‘Call the Midwife’ Recap: Season 5 Episode 4

Call the Midwife is back for a fifth season and so are the faculty of the Vanderbilt University School of Nursing with a weekly guest blog. Watch the show 7 p.m. Sundays through May 22, then read the blog each Monday morning for historical and contemporary context about the previous night’s episode. SPOILER ALERT: Some posts may contain spoilers.

Sister Knowles (Teresa Banham), Sister Julienne (Jenny Agutter), Dot (Samantha Baines). Credit: Courtesy of Neal Street Productions 2015
Sister Knowles (Teresa Banham), Sister Julienne (Jenny Agutter), Dot (Samantha Baines). Credit: Courtesy of Neal Street Productions 2015

By Bethany Domzal Sanders
Vanderbilt University School of Nursing

Bethany SandersTrust. It’s the cornerstone of the relationship between midwife and mother. In this week’s episode of Call the Midwife, it’s trust in their skills that leads the midwives to transport Ruby to the hospital. It’s what Ruby depends on when she’s tells Sister Julianne she’d be screaming her head off were the sister not there. It’s what’s in her eyes when she asks Sister Julianne to care for her baby while she’s under general anesthesia.

Trust is what Sister Julianne quickly establishes with another mother by showing when she shows compassion by serving her tea during a long labor. And it’s trust in the birth process and trusting the strength of the mother that ultimately proves a midwife wrong when she says “I don’t see that baby being born without forceps.”

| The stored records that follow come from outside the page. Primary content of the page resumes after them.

PR #8302, opened 2025-06-25
Assistant: direct user to sign into anthropic when no chat providers available

sharon-wang:
### Summary

- addresses https://github.com/posit-dev/positron/issues/8256
- stop gap in place of https://github.com/posit-dev/positron/pull/8292 which may be revived in https://github.com/posit-dev/positron/issues/8301 

https://github.com/user-attachments/assets/f769c080-0b92-48ad-be00-62ce7ab3bf08

#### Bug Fixes

- Assistant: guidance to sign into Anthropic when no Chat providers are registered (#8256)

### QA Notes

@:assistant

When the user has no Chat providers (not signed into any providers or only signed into Copilot), the user should see:
- the "Set Up Positron Assistant" welcome page with Anthropic-specific guidance
- an error message directing the user to sign in with Anthropic if input is submitted in the chat

PR #8725, opened 2025-07-29
Fix Assistant welcome message links

timtmok:
### Release Notes
Address #8722

The options were accidentally left out during the 1.102 merge. This would have affected the configure provider and Assistant guide links.

image

#### New Features

- N/A

#### Bug Fixes

- Fix Assistant links in welcome message

### QA Notes

### DIFF
--- a/src/vs/workbench/contrib/chat/browser/chatWidget.ts
+++ b/src/vs/workbench/contrib/chat/browser/chatWidget.ts
@@ -831,6 +831,9 @@ export class ChatWidget extends Disposable implements IChatWidget {
 				ChatViewWelcomePart,
 				welcomeContent,
 				{
+					// --- Start Positron ---
+					firstLinkToButton: !this.languageModelsService.currentProvider,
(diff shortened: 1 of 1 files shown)


sharon-wang (commented):
This used to render like a button -- was that handling removed in the merge, or will we still be able to use it?

image

screenshot from https://github.com/posit-dev/positron/pull/8302

sharon-wang:
Ah, I think it's this `firstLinkToButton` param that's missing. We were previously setting it to `true` for one of the Positron welcome content options.

https://github.com/posit-dev/positron/blob/77f2e4da057647d38f6e6906f37ecec0bfec178b/src/vs/workbench/contrib/chat/browser/chatWidget.ts#L780-L793

timtmok:
Ah yeah, `firstLinkToButton` was removed upstream. I've added it back so that it can show a button when there isn't a provider registered.

image
image

sharon-wang (approved):
LGTM!

Issue #6477, opened 2025-02-25
Add a `uvInstaller` class


austin3dickey:
Add a `uvInstaller` class next to the other installer classes, so we can use `uv` to install python packages when required.

petetronic:
Sending to Triage for consideration of a milestone

jmcphers:
The Databot team has requested that we re-triage this for consideration -- see https://github.com/posit-dev/databot/issues/11. The tl;dr is that this problem results in Databot effectively being unable to install packages in uv environments.

austin3dickey:
I'm happy to pick this up if we want to do it in 2025.08.

jmcphers:
@austin3dickey thank you, could you take this on if it's < 1 day of work?

jonvanausdeln:
### Verified Fixed
Positron Version(s) : [2025.08.0-124](https://github.com/posit-dev/positron-builds/releases/tag/2025.08.0-124)
OS Version(s) : Windows 11

### Test scenario(s) 
Assistant uses `uv` to install packages as expected,

PR #8730, opened 2025-07-30
python: add UVInstaller class

austin3dickey:
Addresses https://github.com/posit-dev/positron/issues/6477 and https://github.com/posit-dev/databot/issues/11. Adds a `UVInstaller` class that uses `uv pip install` whenever Positron tries to install something pythony, assuming uv is installed.

#### New Features

- N/A

#### Bug Fixes

- Positron (and Assistant) can now automatically install packages into uv environments without pip https://github.com/posit-dev/positron/issues/6477

### QA Notes

@:interpreter

1. Set up a uv env without pip
```
cd ~
uv init proj
cd proj
uv venv
```
2. Open `proj` in a workspace
3. `import pandas` in the console should result in ModuleNotFoundError
4. Ask Assistant to "install pandas" and give permission to run the tool. It should work.
5. `import pandas` in the console should work

I'd also try doing this in different env types (pyenv, conda). It should use uv and it should work.

Also try the `install ipykernel?` popup when ipykernel bundling is disabled.

### DIFF
--- a/extensions/positron-python/src/client/common/installer/uvInstaller.ts
+++ b/extensions/positron-python/src/client/common/installer/uvInstaller.ts
@@ -57,7 +57,7 @@ export class UVInstaller extends ModuleInstaller {
         // TODO: should we use uv add if a pyproject.toml exists?
         const args = ['pip', 'install', '--upgrade'];
 
-        // Get the path to the python interpreter (same as ModuleInstaller install code)
+        // Get the path to the python interpreter (similar to a part in ModuleInstaller.installModule())
         const configService = this.serviceContainer.get<IConfigurationService>(IConfigurationService);
         const settings = configService.getSettings(isResource(resource) ? resource : undefined);
         const interpreterService = this.serviceContainer.get<IInterpreterService>(IInterpreterService);
--- a/extensions/positron-python/src/client/common/installer/uvInstaller.ts
+++ b/extensions/positron-python/src/client/common/installer/uvInstaller.ts
@@ -53,8 +53,8 @@ export class UVInstaller extends ModuleInstaller {
         const pythonPath = isResource(resource)
             ? this.configurationService.getSettings(resource).pythonPath
             : resource
-                ? getEnvPath(resource.path, resource.envPath).path ?? ''
-                : '';
+            ? getEnvPath(resource.path, resource.envPath).path ?? ''
+            : '';
 
         // If the resource isSupported, then the uv binary exists
         const execPath = 'uv';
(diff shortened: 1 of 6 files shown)


extensions/positron-python/src/client/common/installer/uvInstaller.ts
```diff
@@ -0,0 +1,69 @@
...
+        const pythonPath = isResource(resource)
+            ? this.configurationService.getSettings(resource).pythonPath
+            : resource
+                ? getEnvPath(resource.path, resource.envPath).path ?? ''
+                : '';
+
+        // If the resource isSupported, then the uv binary exists
+        const execPath = 'uv';
+        const args = ['pip', 'install', '--python', pythonPath, moduleName];
+        // TODO: should we use uv add if a pyproject.toml exists?
```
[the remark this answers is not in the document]
austin3dickey: good point copilot, I'll open an issue if we merge it like this

austin3dickey:
ah, just realized this doesn't respect the flags yet, so system pythons may act weird

austin3dickey:
>ah, just realized this doesn't respect the flags yet, so system pythons may act weird

Actually this InstallPackages command doesn't work with any system pythons, even before this PR, because it installs in a terminal where it can't read the stderr (so it can't do the "retry with --break-system-packages" dance). I'll open an issue for that.

edit: https://github.com/posit-dev/positron/issues/8758

extensions/positron-python/src/test/common/installer/productInstaller.unit.test.ts
```diff
@@ -231,6 +231,41 @@ suite('DataScienceInstaller install', async () => {
...
+
+        testInstaller.setup((c) => c.type).returns(() => ModuleInstallerType.Uv);
+        testInstaller
+            .setup((c) =>
+                c.installModule(
+                    TypeMoq.It.isValue(Product.ipykernel),
+                    TypeMoq.It.isValue(testEnvironment),
+                    TypeMoq.It.isAny(),
+                    TypeMoq.It.isAny(),
+                    // --- Start Positron ---
```
isabelizimm: nit: this is already inside a Positron flag

extensions/positron-python/src/client/common/installer/uvInstaller.ts
```diff
@@ -0,0 +1,89 @@
...
+        moduleName: string,
+        resource?: InterpreterUri,
+        flags: ModuleInstallFlags = 0,
+    ): Promise<ExecutionInfo> {
+        // If the resource isSupported, then the uv binary exists
+        const execPath = 'uv';
+        // TODO: should we use uv add if a pyproject.toml exists?
+        const args = ['pip', 'install', '--upgrade'];
+
+        // Get the path to the python interpreter (same as ModuleInstaller install code)
```
isabelizimm: nit, if this is all the same, can we call super()?

isabelizimm (dismissed):
works for the use cases laid out! some suggestions, take em or leave em 🤠

extensions/positron-python/src/client/common/installer/uvInstaller.ts
austin3dickey: ah I should clarify this - this code block is similar to a small part in `ModuleInstaller.installModule()`. I think it would be more of a headache to figure out how to DRY it lol

Issue #8692, opened 2025-07-28
Assistant: Provide Detailed Traceback Context


samclark2015:
Assistant currently limits Console context to be under 8192 bytes to preserve tokens. Console outputs that exceed this limit are truncated, with an exception made so tracebacks are not truncated. However, tracebacks that are singly over 8192 bytes are still excluded. 

For the Fix and Explain actions, this prevents the LLM from having access to complex error conditions. The context logic needs to be updated to include the most recent traceback in its entirety.

samclark2015:
For QA:
> Repro:
> 
> err <- paste(rep('xyz', 10000), collapse="-")
> stop(err)
> 
> then try to ask AI to explain the error.

Before, Assistant would claim no error exists. Now, it receives a truncated version of the error.

jonvanausdeln:
### Verified Fixed
Positron Version(s) : [2025.09.0-76](https://github.com/posit-dev/positron-builds/releases/tag/2025.09.0-76)
OS Version(s) : Windows 11

### Test scenario(s) 
Traceback context sent and used by Assistant

PR #8740, opened 2025-07-30
Assistant: Improved Console Context Summary

samclark2015:
The Console context provider truncates output to be less than 8192 bytes total. Tracebacks were not truncated, but if the cost of a traceback is more than 8192 bytes, the entire output was excluded.

In implementing the Quick Fix & Explain features in Console, the entire traceback needs to be available.

### Algorithm Description
**Previous Behavior:**

- When adding execution history entries to the summary, each entry’s input, output, and error were added in full as long as the total cost did not exceed the maximum.
- If adding an entry would exceed the limit, the input and output were truncated to a maximum of 500 characters each, but errors were not truncated. If it still didn’t fit, the process stopped, and no more entries were added.

**New Behavior:**

- Dynamic Truncation: Instead of fixed-length truncation, the algorithm now dynamically calculates how much of each part (input, output, error) can be included to best fit within the available token budget.
- Budget Allocation: For each entry that risks exceeding the budget, the available space is divided among input, output, and error:
	- If the entry contains an error, the budget is split as: 50% for the error content, 30% for output, and 20% for input.
	- If there’s no error, the split is 60% output, 40% input.
-  First Traceback Guarantee: The very first traceback encountered is always included in the summary, even if it requires aggressive truncation or slightly exceeds the remaining budget. This ensures critical debugging information is preserved.

**Detailed Truncation:**

- Input/Output: If their lengths exceed their allocated budgets, they are truncated with a "... (truncated)" marker.
- Errors/Tracebacks: If error content is too large, the algorithm includes the beginning and end of the error, separated by "... (traceback truncated) ...", to preserve as much context as possible from both ends.
- Stop Condition: If an entry cannot fit even after truncation, the summarization process stops; no further entries are added.

#### New Features

- #8692 

#### Bug Fixes

- N/A

### QA Notes

@:assistant

> Repro:
> 
> err <- paste(rep('xyz', 10000), collapse="-")
> stop(err)
> 
> then try to ask AI to explain the error.

Previously, this traceback would've been excluded & Assistant would report no errors in the Console. This PR will allow _very_ long tracebacks to be included (but truncated).


src/vs/workbench/contrib/chat/browser/chat.contribution.ts
```diff
@@ -194,6 +194,13 @@ configurationRegistry.registerConfiguration({
 				'panel': 'always',
 			}
 		},
+		'chat.runtimeSessionContext.maxCost': {
+			type: 'number',
+			tags: ['experimental'],
+			description: nls.localize('chat.runtimeSessionContext.maxCost', "The maximum token cost for the runtime session context. This is used to limit the size of the context that is sent to the model. The value is in tokens, and 8192 is the default value which corresponds to 8k tokens."),
```
jmcphers: This setting only appears to affect the console execution history rather than all of the session context, so it should be renamed.

Also, looking at the code, the 8k value is in characters, not tokens as the description claims.

src/vs/workbench/contrib/chat/browser/contrib/chatRuntimeSessionContext.ts
```diff
@@ -375,52 +388,172 @@ export class ChatRuntimeSessionContext extends Disposable {
...
+	 * @param errorContent Original error content (JSON stringified)
+	 * @param budgets Budget allocation for each component
+	 * @returns Truncated content for input, output, and error, plus the total cost
+	 */
+	private truncateEntryContent(
+		input: string,
+		output: string,
+		errorContent: string,
+		budgets: { inputBudget: number; outputBudget: number; errorBudget: number }
+	): { truncatedInput: string; truncatedOutput: string; truncatedErrorContent: string; cost: number } {
```
jmcphers: Instead of returning 4 values, I think it'd read better at the call site and signature if this returned an interface

src/vs/workbench/contrib/chat/browser/chat.contribution.ts
```diff
@@ -194,6 +194,13 @@ configurationRegistry.registerConfiguration({
...
+			default: 8192, // 8k tokens
+			minimum: 1,
```
jmcphers: Do we get reasonable behavior if this is actually set to 1? The minimum should probably be something like 512 or 1024. What do you think?

jmcphers (changes requested):

src/vs/workbench/contrib/chat/browser/chat.contribution.ts
samclark2015: Happy to go with 1024. 1 was definitely more of a legal decision, than a reasonable one!

src/vs/workbench/contrib/chat/browser/chat.contribution.ts
```diff
@@ -194,6 +194,13 @@ configurationRegistry.registerConfiguration({
 				'panel': 'always',
 			}
 		},
+		'chat.runtimeSessionContext.maxExecutionHistoryCost': {
+			type: 'number',
+			tags: ['experimental'],
+			description: nls.localize('chat.runtimeSessionContext.maxExecutionHistoryCost', "The maximum token cost for the runtime session execution history context. This is used to limit the size of the context that is sent to the model. The value is in tokens, with a default of 8192 tokens."),
```
jmcphers: This setting's name and value still need to be updated to state that it limits characters, not tokens. We can't compute the token cost ahead of time b/c the tokenization varies per model.

jmcphers (changes requested):

jmcphers (changes requested):
When testing this, I got the following error, which broke Assistant (I could not submit anything from the Chat box).

```
ERR Bad control character in string literal in JSON at position 2424 (line 1 column 2425): SyntaxError: Bad control character in string literal in JSON at position 2424 (line 1 column 2425)
    at JSON.parse (<anonymous>)
    at ChatRuntimeSessionContext.summarizeExecutionHistory (vscode-file://vscode-app/Users/jmcphers/git2/positron/out/vs/workbench/contrib/chat/browser/contrib/chatRuntimeSessionContext.js:327:37)
    at ChatRuntimeSessionContext.summarizeSession (vscode-file://vscode-app/Users/jmcphers/git2/positron/out/vs/workbench/contrib/chat/browser/contrib/chatRuntimeSessionContext.js:260:33)
    at ChatRuntimeSessionContext.toBaseEntries (vscode-file://vscode-app/Users/jmcphers/git2/positron/out/vs/workbench/contrib/chat/browser/contrib/chatRuntimeSessionContext.js:443:36)
    at ChatInputPart.getAttachedAndImplicitContext (vscode-file://vscode-app/Users/jmcphers/git2/positron/out/vs/workbench/contrib/chat/browser/chatInputPart.js:122:62)
    at ChatWidget._acceptInput (vscode-file://vscode-app/Users/jmcphers/git2/positron/out/vs/workbench/contrib/chat/browser/chatWidget.js:1416:45)
    at ChatWidget.acceptInput (vscode-file://vscode-app/Users/jmcphers/git2/positron/out/vs/workbench/contrib/chat/browser/chatWidget.js:1325:21)
    at ChatEditingSessionSubmitAction.run (vscode-file://vscode-app/Users/jmcphers/git2/positron/out/vs/workbench/contrib/chat/browser/actions/chatExecuteActions.js:111:17)
    at handler (vscode-file://vscode-app/Users/jmcphers/git2/positron/out/vs/platform/actions/common/actions.js:458:48)
    at InstantiationService.invokeFunction (vscode-file://vscode-app/Users/jmcphers/git2/positron/out/vs/platform/instantiation/common/instantiationService.js:84:20)
```

Repro:

```r
err <- paste(rep('xyz', 10000), collapse="-")
stop(err)
```

then try to ask AI to explain the error.

jmcphers (approved):
Claude CALLED ME OUT on this one. 😅 Looking good.

image

PR #8743, opened 2025-07-30
e2e: fix r-debug test flake

midleman:
### Summary
The `r-debug.test.ts` was attempting to interact with (and exit) the debugger, but the console was scrolled out of view, causing keystrokes to silently fail. The test has been updated to first clear the console, which brings it into view and ensures it has focus before sending any input.

### QA Notes

n/a, the test is already tagged as critical.


jonvanausdeln (approved):
LGTM!  Good catch!!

Trust is as paramount to labor and birth today as it was in 1961 when this series is set. Obstetric and midwifery care often had a paternalistic nature then, which meant that doctors and midwives made decisions about what was best for women and their babies. Today we seek to empower women to actively participate in their care by providing them with information. But while information is now available everywhere at the touch of our fingertips, quantity isn’t necessarily better and quality can be lacking depending on the source. After all, everyone on the Internet is an “expert,” and it’s sometimes hard to sift through all the opinions to find facts. Midwives today can struggle with establishing the kind of relationship with mothers that allows them to trust midwives’ experience and knowledge over these other voices when things don’t go as planned or desired.

Midwives want to be “with woman.” It’s at the very heart of what we do and it is also the meaning of the word “midwife.” We want to be there through unplanned pregnancies, miscarriage, happy births, surgical births, healthy babies and babies who are only here a short while. We want to earn the trust of the families we serve. In a time when nearly one-third of all babies born in the U.S. are delivered by Cesarean section, we seek to trust women’s bodies and trust birth.

Bethany Domzal Sanders, MSN, CNM, is a member of the Vanderbilt Nurse-Midwives, the clinical practice of the Vanderbilt University School of Nursing located at West End Women’s Health Center.